■ Exercise details:
Please take the lines from the one holding "No action needed." through the one holding "### PR Description Issues" in the data below and copy them exactly.

■ Records to use:
PR #187, opened 2026-03-12
test: add integration tests for recent, export, and delete project endpoints

dhruv1955:
## Problem
Three user-facing HTTP endpoints had zero integration test coverage:

| Endpoint | Handler |
|---|---|
| `GET /projects/recent` | `recent_projects` |
| `GET /projects/{id}/export` | `export_project` |
| `DELETE /projects/{id}` | `delete_project_endpoint` |

Error handling for non-existent project IDs on these endpoints was also unverified at the HTTP layer.

## Fix
Added `TestProjectEndpoints` class to `test_new_features.py` with 5 integration tests covering all 3 endpoints including both happy path and 404 error cases.

## Tests Added
- `test_recent_projects_returns_list` - uploads a project, asserts `GET /projects/recent` returns a non-empty list
- `test_export_project_returns_csv` - asserts export returns `200` with `text/csv` content-type
- `test_export_nonexistent_project_returns_404` - asserts export returns `404` for fake UUID
- `test_delete_project_returns_200` - asserts delete returns `200` and subsequent GET returns `404`
- `test_delete_nonexistent_project_returns_404` - asserts delete returns `404` for fake UUID

### DIFF
--- a/dataloom-backend/tests/test_new_features.py
+++ b/dataloom-backend/tests/test_new_features.py
@@ -1,6 +1,8 @@
 """Tests for new features: rename column, cast data type, export, and delete project."""
 
 import csv
+import io
+import uuid
 
 import pandas as pd
 import pytest
@@ -311,3 +313,60 @@ class TestTransformEndpoint:
             },
         )
         assert response.status_code == expected_status
+
+
+# --- Project Endpoint Integration Tests ---
+
+
+class TestProjectEndpoints:
+    def _upload_project(self, client, sample_csv, name="Test Project"):
+        with open(sample_csv, "rb") as f:
+            response = client.post(
+                "/projects/upload",
+                files={"file": ("test.csv", f, "text/csv")},
+                data={"projectName": name, "projectDescription": "Test"},
+            )
+        assert response.status_code == 200
+        return response.json()["project_id"]
+
+    def test_recent_projects_returns_list(self, client, sample_csv, db):
+        project_id = self._upload_project(client, sample_csv, name="Recent Test")
+        response = client.get("/projects/recent")
+        assert response.status_code == 200
+        projects = response.json()
+        assert isinstance(projects, list)
+        assert len(projects) >= 1
+        project_ids = [p["project_id"] for p in projects]
+        assert project_id in project_ids
+        client.delete(f"/projects/{project_id}")
+
+    def test_export_project_returns_csv(self, client, sample_csv, db):
+        import csv
+
+        project_id = self._upload_project(client, sample_csv, name="Export Test")
+        response = client.get(f"/projects/{project_id}/export")
+        assert response.status_code == 200
+        assert "text/csv" in response.headers["content-type"]
+        assert "attachment" in response.headers.get("content-disposition", "")
+        reader = csv.reader(io.StringIO(response.text))
+        rows = list(reader)
+        assert len(rows) >= 2
+        client.delete(f"/projects/{project_id}")
+
+    def test_export_nonexistent_project_returns_404(self, client, db):
+        fake_id = str(uuid.uuid4())
+        response = client.get(f"/projects/{fake_id}/export")
+        assert response.status_code == 404
+
+    def test_delete_project_returns_200(self, client, sample_csv, db):
+        project_id = self._upload_project(client, sample_csv, name="Delete Test")
+        response = client.delete(f"/projects/{project_id}")
+        assert response.status_code == 200
+        assert response.json() is not None
+        get_response = client.get(f"/projects/get/{project_id}")
+        assert get_response.status_code == 404
+
+    def test_delete_nonexistent_project_returns_404(self, client, db):
+        fake_id = str(uuid.uuid4())
+        response = client.delete(f"/projects/{fake_id}")
+        assert response.status_code == 404


ivantha (commented):
## ◎ Argus Review

This PR adds five well-structured integration tests covering three previously untested endpoints (`GET /projects/recent`, `GET /projects/{id}/export`, `DELETE /projects/{id}`). The overall approach is sound — using real uploads as prerequisites rather than mocked data gives genuine integration coverage, and the delete test's follow-up GET assertion is a particularly good pattern. The main issues are: (1) the two 404 tests inconsistently omit the `db` fixture used by every other test in the class, which could cause isolation failures when tests run standalone; (2) the upload setup block is copy-pasted three times and should be extracted into a shared fixture; and (3) the export test validates content-type but not the actual CSV body, leaving significant regression surface uncovered. No production code is changed, so there are no breaking changes.

### ⚠️ Breaking Changes

- **[INFO]** No breaking changes — pure additive test-only change: **Previous behavior**: The three endpoints (`GET /projects/recent`, `GET /projects/{id}/export`, `DELETE /projects/{id}`) had no integration test coverage.

**New behavior**: Five integration tests are added covering happy paths and 404 error paths for all three endpoints.

**Who is affected**: No production code, public APIs, exported symbols, or database schemas are modified. Only the test suite is affected.

**Migration path**: No migration required.
  > **Suggestion:** No action needed. `suggestedSemver` is `patch`.


### PR Description Issues

- **[LOW]** PR description is accurate and well-structured but omits fixture/infrastructure prerequisites: The PR description is genuinely good: it uses a clear problem/fix/tests-added structure, includes a table of affected endpoints, and accurately reflects what was implemented. However, it does not mention:
1. What fixtures (`client`, `sample_csv`, `db`) the tests depend on, or whether they already existed.
2. How to run only these tests locally (`pytest -k TestProjectEndpoints`).
3. Whether there is any prerequisite (e.g., a running database, environment variables) for the integration tests to pass.

This omission is minor but relevant for reviewers setting up the environment to validate the PR.
  > **Suggestion:** Add a small "Running the tests" section:
```markdown
## Running the Tests
These are integration tests and require the test database fixture to be available.

```bash
pytest dataloom-backend/tests/test_new_features.py::TestProjectEndpoints -v
```
All existing fixtures (`client`, `sample_csv`, `db`) are reused from `conftest.py` — no new infrastructure is required.
```

File: dataloom-backend/tests/test_new_features.py [hunk 1]
```diff
@@ -311,3 +311,67 @@ def test_delete_column_invalid_params(
...
+        project_id = response.json()["project_id"]
+
+        # Export the project
+        response = client.get(f"/projects/{project_id}/export")
+        assert response.status_code == 200
+        assert "text/csv" in response.headers["content-type"]
+
+    def test_export_nonexistent_project_returns_404(self, client):
+        response = client.get("/projects/00000000-0000-0000-0000-000000000000/export")
+        assert response.status_code == 404
```
ivantha, line 359: **[MEDIUM]** 404 tests omit `db` fixture — potential inconsistency with database state

Both `test_export_nonexistent_project_returns_404` and `test_delete_nonexistent_project_returns_404` do not accept the `db` fixture, while every other test in the class that interacts with the database does. If the `db` fixture is responsible for setting up or tearing down the database connection/schema (common in SQLAlchemy/FastAPI test setups), omitting it means these tests either rely on ambient state left by a previous test or could fail when run in isolation (e.g., `pytest tests/test_new_features.py::TestProjectEndpoints::test_export_nonexistent_project_returns_404`). Additionally, if the `db` fixture provides transactional rollback isolation, skipping it means any side-effects from the test session could leak into these tests.

**Suggestion:**
```
Add the `db` fixture to both 404 tests for consistency and safe isolation:
```python
def test_export_nonexistent_project_returns_404(self, client, db):
    response = client.get("/projects/00000000-0000-0000-0000-000000000000/export")
    assert response.status_code == 404

def test_delete_nonexistent_project_returns_404(self, client, db):
    response = client.delete("/projects/00000000-0000-0000-0000-000000000000")
    assert response.status_code == 404
```
```

File: dataloom-backend/tests/test_new_features.py [hunk 2]
```diff
@@ -311,3 +311,67 @@ def test_delete_column_invalid_params(
...
+        response = client.delete(f"/projects/{project_id}")
+        assert response.status_code == 200
+
+        # Verify project is gone
+        response = client.get(f"/projects/get/{project_id}")
+        assert response.status_code == 404
+
+    def test_delete_nonexistent_project_returns_404(self, client):
+        response = client.delete("/projects/00000000-0000-0000-0000-000000000000")
+        assert response.status_code == 404
```
ivantha, line 372: **[MEDIUM]** Duplicated project-upload setup block copied verbatim three times

The pattern of opening `sample_csv`, POSTing to `/projects/upload`, and asserting a `200` response is repeated identically in `test_recent_projects_returns_list`, `test_export_project_returns_csv`, and `test_delete_project_returns_200`. This violates DRY and creates a maintenance burden: if the upload endpoint changes (e.g., field names, URL, status code), three test methods must be updated in lockstep. It also obscures the intent of each test behind boilerplate.

**Suggestion:**
```
Extract the upload logic into a pytest fixture or a private helper method on the class:
```python
@pytest.fixture
def uploaded_project(self, client, sample_csv, db):
    """Uploads a CSV project and returns its project_id."""
        response = client.post(
            "/projects/upload",
            data={"projectName": "Test Project", "projectDescription": "Fixture project"},
        )
    return response.json()["project_id"]

def test_export_project_returns_csv(self, client, uploaded_project):
    response = client.get(f"/projects/{uploaded_project}/export")
    assert "text/csv" in response.headers["content-type"]
```
```

File: dataloom-backend/tests/test_new_features.py [hunk 3]
```diff
@@ -311,3 +311,67 @@ def test_delete_column_invalid_params(
...
+
+    def test_export_project_returns_csv(self, client, sample_csv, db):
+        # Upload a project first
+        with open(sample_csv, "rb") as f:
+            response = client.post(
+                "/projects/upload",
+                files={"file": ("test.csv", f, "text/csv")},
+                data={"projectName": "Test Export", "projectDescription": "Test export"},
+            )
+        assert response.status_code == 200
```
ivantha: **[MEDIUM]** Export test validates content-type but not CSV content or structure

The `test_export_project_returns_csv` test only checks that the HTTP status is 200 and that `text/csv` appears in the `Content-Type` header. It does not verify:
- That the response body is non-empty.
- That the CSV contains the expected headers/columns matching what was uploaded.
- That the row count matches the uploaded data.
- That the `Content-Disposition` header is set (important for browser download behavior).

A bug in the export handler that returns an empty CSV, a malformed CSV, or one with incorrect columns would not be caught by this test.

**Suggestion:**
```
Use Python's `csv` module to parse and validate the export body:
```python
import csv
import io

def test_export_project_returns_csv(self, client, sample_csv, db):
    # ... upload ...
    response = client.get(f"/projects/{project_id}/export")
    assert "text/csv" in response.headers["content-type"]
    # Validate non-empty CSV with headers
    reader = csv.reader(io.StringIO(response.text))
    rows = list(reader)
    assert len(rows) > 1, "Expected at least a header row and one data row"
    # Optionally check Content-Disposition
    assert "attachment" in response.headers.get("content-disposition", "")
```
```

File: dataloom-backend/tests/test_new_features.py (hunk 2 above)
Comment (ivantha) [inline dataloom-backend/tests/test_new_features.py:372]: **[LOW]** Hard-coded nil UUID for non-existent IDs — fragile and not semantically clear

Both 404 tests use the hard-coded UUID `00000000-0000-0000-0000-000000000000` (the nil UUID). While this is very unlikely to collide with a real project ID in a test database, it:
1. Could theoretically exist if any code path initializes IDs from zero bytes.
2. Does not communicate intent as clearly as generating a fresh random UUID.
3. Is repeated in two tests, creating another DRY issue.

Using `uuid.uuid4()` at test time is both more idiomatic and guaranteed to be random.

**Suggestion:**
```
```python
import uuid

def test_export_nonexistent_project_returns_404(self, client, db):
    fake_id = str(uuid.uuid4())
    response = client.get(f"/projects/{fake_id}/export")
    assert response.status_code == 404

def test_delete_nonexistent_project_returns_404(self, client, db):
    fake_id = str(uuid.uuid4())
    response = client.delete(f"/projects/{fake_id}")
    assert response.status_code == 404
```
```

Comment (ivantha) [inline dataloom-backend/tests/test_new_features.py:372]: **[LOW]** Delete test verifies project removal but not the response body content

`test_delete_project_returns_200` correctly performs a follow-up GET to confirm the project no longer exists — this is a good pattern. However, it does not validate the response body of the `DELETE` call itself. Many REST APIs return a confirmation message, a tombstone object, or metadata (e.g., `{"deleted": true, "project_id": "..."}`) on successful deletion. A regression where the handler returns `200` with an error payload embedded in the body would pass this test undetected.

**Suggestion:**
```
```python
# Delete the project
response = client.delete(f"/projects/{project_id}")
# Validate response body if the API returns structured data
body = response.json()
assert body.get("project_id") == project_id  # or whatever the API contract is
```
If the delete endpoint returns no body (204-style), consider whether `200` vs `204` is the correct status code — and add a test assertion accordingly.
```

File: dataloom-backend/tests/test_new_features.py [hunk 4]
```diff
@@ -311,3 +311,67 @@ def test_delete_column_invalid_params(
...
+        # Upload a project first
+        with open(sample_csv, "rb") as f:
+            response = client.post(
+                "/projects/upload",
+                files={"file": ("test.csv", f, "text/csv")},
+                data={"projectName": "Test Recent", "projectDescription": "Test recent projects"},
+            )
+        assert response.status_code == 200
+
+        # Get recent projects
```
ivantha: **[LOW]** `response.json()` called multiple times without caching the result

In `test_recent_projects_returns_list`, `response.json()` is called twice: once for `isinstance(response.json(), list)` and again for `len(response.json()) >= 1`. While the `TestClient` in FastAPI (backed by `httpx`) deserializes the JSON body each call, this is wasteful and slightly inconsistent — in some HTTP client implementations (or with streaming responses) this could fail on the second call.

**Suggestion:**
```
```python
projects = response.json()
assert isinstance(projects, list)
assert len(projects) >= 1
```
```

Comment (ivantha) [inline dataloom-backend/tests/test_new_features.py]: **[LOW]** Recent-projects test does not assert the uploaded project appears in the list

`test_recent_projects_returns_list` only verifies that the list is non-empty (`len >= 1`). It does not verify that the project just uploaded actually appears in the list. If other tests have already populated the database with older projects, the assertion would pass even if the `/projects/recent` endpoint is completely broken for new uploads. The test provides weak coverage of the actual recency semantics.

**Suggestion:**
```
Capture the `project_id` from the upload response and assert it appears in the recent list:
```python
project_id = response.json()["project_id"]

response = client.get("/projects/recent")
projects = response.json()
assert isinstance(projects, list)
project_ids = [p["project_id"] for p in projects]  # adjust key to actual schema
assert project_id in project_ids, "Newly uploaded project should appear in recent list"
```
```

File: dataloom-backend/tests/test_new_features.py (hunk 2 above)
Comment (ivantha) [inline dataloom-backend/tests/test_new_features.py:372]: **[LOW]** No test data cleanup — uploaded projects persist between test runs

Three tests upload projects to the database (`test_recent_projects_returns_list`, `test_export_project_returns_csv`, `test_delete_project_returns_200`), but only the delete test removes its project. The other two leave orphaned rows. If the `db` fixture does not use transactional rollback (i.e., it uses a real or persistent test database), repeated test runs will accumulate stale data. This can cause flakiness in count-sensitive assertions or hit storage limits in CI.

**Suggestion:**
```
If the `db` fixture does not already provide rollback isolation, add teardown to upload tests:
```python
def test_recent_projects_returns_list(self, client, sample_csv, db):
    # ... upload ...
    project_id = response.json()["project_id"]
    try:
        response = client.get("/projects/recent")
        # ... assertions ...
    finally:
        client.delete(f"/projects/{project_id}")
```
Alternatively, confirm that the `db` fixture already handles this via transaction rollback and document it explicitly.
```

File: dataloom-backend/tests/test_new_features.py (hunk 4 above)
Comment (ivantha) [inline dataloom-backend/tests/test_new_features.py]: **[LOW]** Missing tests for edge cases: pagination/limit on recent endpoint, invalid UUID format

The `GET /projects/recent` endpoint likely enforces a return limit (e.g., last 5 or 10 projects). There is no test verifying this contract. Similarly, passing a string that is not even a valid UUID (e.g., `/projects/not-a-uuid/export`) may return a `422 Unprocessable Entity` rather than a `404`. This difference in status codes is a real API contract worth testing, especially since it affects client error handling.

**Suggestion:**
```
Consider adding:
```python
def test_export_invalid_uuid_format_returns_422(self, client, db):
    response = client.get("/projects/not-a-valid-uuid/export")

def test_recent_projects_respects_limit(self, client, sample_csv, db):
    # Upload more than the expected limit
    for i in range(12):
            client.post("/projects/upload", ...)
    response = client.get("/projects/recent")
    assert len(response.json()) <= 10  # or whatever the documented limit is
```
```

File: dataloom-backend/tests/test_new_features.py (hunk 2 above)
Comment (ivantha) [inline dataloom-backend/tests/test_new_features.py:372]: **[INFO]** Good: Happy-path and error-path covered for each endpoint

Each of the three new endpoints has both a success case and a 404 error case tested. The delete test goes further by verifying the side-effect (subsequent GET returns 404), which is a strong integration assertion. The use of a real upload as a prerequisite rather than mocked IDs ensures the tests exercise the full request lifecycle. Test method names follow the `test_<action>_<outcome>` convention consistently, making the test suite easy to scan.

**Suggestion:**
```
No action needed — this is a positive observation. Consider this a baseline pattern to follow for future endpoint tests.
```

File: dataloom-backend/tests/test_new_features.py [hunk 5]
```diff
@@ -311,3 +311,67 @@ def test_delete_column_invalid_params(
             },
         )
         assert response.status_code == expected_status
```
ivantha, line 315: **[INFO]** Consider placing new test class in a dedicated file

`TestProjectEndpoints` is appended to `test_new_features.py`, which already has 311 lines of content. As the test suite grows, grouping tests by feature domain in separate files (e.g., `test_project_endpoints.py`) improves discoverability, reduces merge conflicts, and keeps individual files focused. This is not a blocker but worth discussing as the suite scales.

**Suggestion:**
```
Move `TestProjectEndpoints` to a new file `dataloom-backend/tests/test_project_endpoints.py`. Ensure shared fixtures (`client`, `sample_csv`, `db`) are in `conftest.py` so they remain accessible.
```

dhruv1955:
@ivantha Addressed all feedback from the review:

- Extracted repeated upload logic into `_upload_project()` helper method - eliminates the 3x duplicated setup block
- Added `db` fixture to both 404 tests (`test_export_nonexistent_project_returns_404`, `test_delete_nonexistent_project_returns_404`) for consistent isolation
- Replaced hardcoded nil UUID with `uuid.uuid4()` in both 404 tests
- Enhanced export test to validate CSV body (at least 2 rows) and assert `attachment` in `Content-Disposition` header
- Cached `response.json()` into `projects` variable in recent-projects test instead of calling it twice
- Assert uploaded `project_id` appears in the recent list - verifies recency semantics, not just non-empty
- Added inline cleanup (`client.delete`) after upload-dependent tests to avoid orphaned rows
- Assert `response.json() is not None` on delete response body

ivantha:

dhruv1955:
@ivantha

■ Exercise response:
  > **Suggestion:** No action needed. `suggestedSemver` is `patch`.


### PR Description Issues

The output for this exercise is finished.